If you need to copy contiguous chunks of memory, then [clEnqueueWriteBuffer](https://www.khronos.org/registry/OpenCL/sdk/3.0/docs/man/html/clEnqueueWriteBuffer.html) **writes to** the OpenCL buffer from host memory and [clEnqueueReadBuffer](https://www.khronos.org/registry/OpenCL/sdk/3.0/docs/man/html/clEnqueueReadBuffer.html) reads **from** a buffer to host memory.

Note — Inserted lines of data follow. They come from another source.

PR #902, opened 2024-12-09
Use DIPY version of patch2self

### LINKED ISSUE #893: Use official DIPY version of patch2self
We added patch2self before it was officially released in DIPY, so there has been a copy of it in qsiprep for some time. 

@ShreyasFadnavis can you think of any reason why we'd need to keep a copy of patch2self in qsiprep instead of using the one in DIPY?

tsalo:
Closes #893.

- Remove internal implementation of `patch2self` and use version imported from dipy.
- Fix Patch2Self interface to retain noise image and nmse text file in outputs.


qsiprep/interfaces/denoise.py
```diff
@@ -62,6 +67,7 @@ def _calculate_nmse(self, original_nii, corrected_nii):
         pd.DataFrame(
             {title + '_pre': pres, title + '_post': posts, title + '_change': differences}
         ).to_csv(output_file, index=False)
+        self._nmse_text = output_file
```
mattcieslak, line 70: This is really clever!

mattcieslak (approved):
Great solution! I think we might be running some redundant testing now, but that's better than the alternative

PR #903, opened 2024-12-10
ENH: Update eddy_params.json

cookpa:

Change the default eddy flm from linear to quadratic. This matches the eddy default.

The function [clEnqueueCopyBuffer](https://www.khronos.org/registry/OpenCL/sdk/3.0/docs/man/html/clEnqueueCopyBuffer.html) performs a copy of contiguous memory between two OpenCL buffers **within the same OpenCL context**. All three options have the ability to specify a starting offset (in bytes) within the OpenCL buffer, and [clEnqueueCopyBuffer](https://www.khronos.org/registry/OpenCL/sdk/3.0/docs/man/html/clEnqueueReadBuffer.html) has the additional capability to specify the offset for the destination buffer.

#### Rectangular copies

Sometimes a contiguous copy is not sufficient, particularly when you treat the the allocation as a multi-dimensional array and wish to copy a rectangular region. The functions [clEnqueueWriteBufferRect](https://www.khronos.org/registry/OpenCL/sdk/3.0/docs/man/html/clEnqueueWriteBufferRect.html) **writes** a 3D rectangular region to the OpenCL buffer from host memory and [clEnqueueReadBufferRect](https://www.khronos.org/registry/OpenCL/sdk/3.0/docs/man/html/clEnqueueReadBufferRect.html) **reads** a 3D rectangular region from host memory. 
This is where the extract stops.